5

I'm sure this is an FAQ but I couldn't find anything I recognized as being the same question.

I have several web-apps running in Tomcat, with some pages e.g. the login page protected by SSL as defined by confidentiality elements in their web.xmls. One of the apps also accepts client-authentication via certificate. I also have a rather extensive JAAS-based authorization & authentication scheme, and there is all kinds of shared code and different JAAS configurations etc between the various webapps.

I really don't want to disturb any of that while accomplishing the below.

I am now in the process of inserting Apache HTTPD with mod-proxy and mod-proxy-balancer in front of Tomcat as a load balancer, prior to adding more Tomcat instances.

What I want to accomplish for HTTPS requests is that they are redirected 'blind' to Tomcat without HTTPD being the SSL endpoint, i.e. HTTPD just passes ciphertext directly to Tomcat so that TC can keep doing what it is already doing with logins, SSL, web.xml confidentialty guarantees, and most importantly client authentication.

Is this possible with the configuration I've described?

I am very familiar with the webapps and SSL and HTTPS and Tomcat, but my knowledge of the outer reaches of Apache HTTPD is limited.

Happy to have this moved if necessary but it is kind of programming with config files ;)

user207421
  • 305,947
  • 44
  • 307
  • 483

1 Answers1

7

This sounds similar to this question, where I've answered that it's not possible:

You can't just relay the SSL/TLS traffic to Tomcat from Apache. Either your SSL connection ends at Apache, and then you should reverse proxy the traffic to Tomcat (SSL [between Httpd and Tomcat] is rarely useful in this case), or you make the clients connect to Tomcat directly and let it handle the SSL connection.

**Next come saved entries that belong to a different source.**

PR #213, opened 2017-10-28
Fix for @Param() decorator

gregmagolan:
I was trying out the @Param() decorator with the latest code @nestjs/core@4.1.3 and found it wasn't working. Its not mentioned in your documentation at https://docs.nestjs.com/components but there is a reference to it in `cats.controller.ts` in the `01-cats-app` example:

```
  @Get(':id')
  findOne(@Param('id', new ParseIntPipe()) id) {
    // logic
  }
```

In any case, I tracked the issue down to code in `router-execution-context.ts` and `router-explorer.ts` where `callback.name` was not defined for the follow two ReflectMetadata calls: 

`return Reflect.getMetadata(ROUTE_ARGS_METADATA, instance, callback.name);`

and

`return Reflect.getMetadata(PARAMTYPES_METADATA, instance, callback.name);`.

This PR fixes it by passing the `methodName` from `router-explorer.ts` to the `create` function in `router-execution-context.ts` and down to these two calls which now look like:

`return Reflect.getMetadata(ROUTE_ARGS_METADATA, instance, methodName);`

and

`return Reflect.getMetadata(PARAMTYPES_METADATA, instance, methodName);`

This fixes the issue and my code which looks like the following now gets the `:id` parameter string from the route:

```
@Controller('foo')
export class FooController {
  @Get('get/:id')
  get(@Param('id') id: string): any {
    console.log(id);
    return null;
  }
}
```

### DIFF
--- a/src/core/router/router-execution-context.ts
+++ b/src/core/router/router-execution-context.ts
@@ -35,12 +35,12 @@ export class RouterExecutionContext {
         private readonly interceptorsContextCreator: InterceptorsContextCreator,
         private readonly interceptorsConsumer: InterceptorsConsumer) {}
 
-    public create(instance: Controller, callback: (...args) => any, module: string, requestMethod: RequestMethod) {
-        const metadata = this.reflectCallbackMetadata(instance, callback) || {};
+    public create(instance: Controller, callback: (...args) => any, methodName: string, module: string, requestMethod: RequestMethod) {
+        const metadata = this.reflectCallbackMetadata(instance, methodName) || {};
         const keys = Object.keys(metadata);
         const argsLength = this.getArgumentsLength(keys, metadata);
         const pipes = this.pipesContextCreator.create(instance, callback);
-        const paramtypes = this.reflectCallbackParamtypes(instance, callback);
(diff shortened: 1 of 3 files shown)


gregmagolan:
In short, when my code is transpiled down to .js, the typescript function

```get(@Param('id') id: string): any {
    console.log(id);
    return null;
  }
```
ends up a nameless function (`function() {...}`) so callback.name doesn't work in this case.

gregmagolan:
@kamilmysliwiec Any chance this can make it into the next version of @nestjs/core? Right now I'm using a custom dist for my project.

#221 reproduces the issue this PR fixes. Its happens when transpiling down to es5 (as I do in my project and I'm building with Bazel and it targets es5 by default and can't be changed easily). In anycase, it's good to have nest work with both ES6 and ES6.

kamilmysliwiec:
Hi @gregmagolan,
Fantastic job, thanks! However, transpiling down to es5 may cause any other unexpected issues. For example, the class-based middlewares might not work correctly. I have already pulled your repo and tested your changes, so they'll available in the incoming update, but still, you should consider (if it's possible!) to move to es6.

PR #221, opened 2017-10-30
DO NOT MERGE: Reproduce issue fixed by PR #213

gregmagolan:
Tracked down the reason I was having the issue with @Param() which is fixed by #213. In my build system I'm transpiling down to es5. This PR sets up the `01-cats-app` example to reproduce the issue I saw in my project.

### DIFF
--- a/examples/01-cats-app/e2e/cats/cats.e2e-spec.ts
+++ b/examples/01-cats-app/e2e/cats/cats.e2e-spec.ts
@@ -30,4 +30,13 @@ describe('Cats', () => {
               data: catsService.findAll(),
             });
     });
+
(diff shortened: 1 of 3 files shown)


gregmagolan:
Run e2e test in `01-cats-app` example to reproduce issue.

Change

```
    "module": "commonjs",
    "moduleResolution": "node",
    "lib": ["es6", "dom"],
    "target": "es5",
```

to

```
    "module": "commonjs",
    "target": "es6",
```

in `01-cats-app` and the issue goes away.

kamilmysliwiec:
Hi @gregmagolan! Thanks for reproducing the issue 🙂 I left comment here https://github.com/nestjs/nest/pull/213

PR #236, opened 2017-11-08
Added New @Memoize Decorator

shekohex:
### What is Memoize Do ?
Memoize is a simple decorator that makes a copy of the returned value from the method and cache it
without need for any setup of cache engine or any other things `eg: redis`
<hr>

### How it Works ?
for simplicity , it stores the memoized value as the method attribute **Not METADATA**
and when recall that method it will return the cached value instead from recalculate it again or get the result from the database leading for a huge performance  for the application 
<hr>

### How to use it ?
```typescript
...
@Get()
@Memoize() 
  async findAll(): Promise<Cat[]> {
    return this.catsService.findAll();
  }
...
```
<hr>

### Auto Clear Memoized value
Memoize also accept a value as millisecond parameter in `ms` to auto clear the cache 
> ``` @Memoize(ms : number) ``` default is 6000ms ( one min)

 ```typescript
...
@Get()
@Memoize(5000) //this will cache the returned value for 5 seconds.
  async findAll(): Promise<Cat[]> {
    return this.catsService.findAll();
  }
...
```
<hr>

### When to use @Memoize !
Memoize decorator should be used when the returned value didn't change often `eg: maybe some of user information`
> but notice that @Memoize should be used only on methods 
<hr>

#### Test @Memoize result
Tests

Idea based on the [memoize-decorator.ts](https://gist.github.com/dsherret/cbe661faf7e3cfad8397)
> by @dsherret

for more information how it works , check the **PR**

### CODE REVIEW

**Comment by cojack** [comment]
@shekohex how about use already exists decorators like: https://www.npmjs.com/package/core-decorators instead of reinvent the wheel?

**Comment by shekohex** [comment]
@cojack 
Thanks for your suggestion :+1: , I will see it later :smiley:

**Comment by shekohex** [comment]
Should I delete this PR !

**Comment by cojack** [comment]
@shekohex if it's a question, should you add the exclamation mark at the end of the sentence?

**Comment by shekohex** [comment]
:grinning: :grinning: no I just check If any one get a look at PR , If no one , I should close it by the way
And I don't know why I get errors on `sinon`
When I run `npm run test`
I get 
```
TSError: ⨯ Unable to compile TypeScript src/core/test/router/router-exception-filters.spec.ts (56,41): Argument of type '"findExceptionsFilterInstance"' is not assignable to parameter of type '"create" | "reflectCatchExceptions"| "createConcreteContext" | "getGlobalMetadata" | "createCont...'. (2345)
```
Any Idea ?
I think this error form updating sinon on package.json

I admit it's a bit short of links to back this claim. I guess I might be wrong (I've just never seen this done, but that doesn't strictly mean it doesn't exist...).

As you know, you need a direct connection, or a connection entirely relayed, between the user-agent and the SSL endpoint (in this case, you want it to be Tomcat). This means that Apache Httpd won't be able to look into the URL: it will know the host name at best (when using Server Name Indication).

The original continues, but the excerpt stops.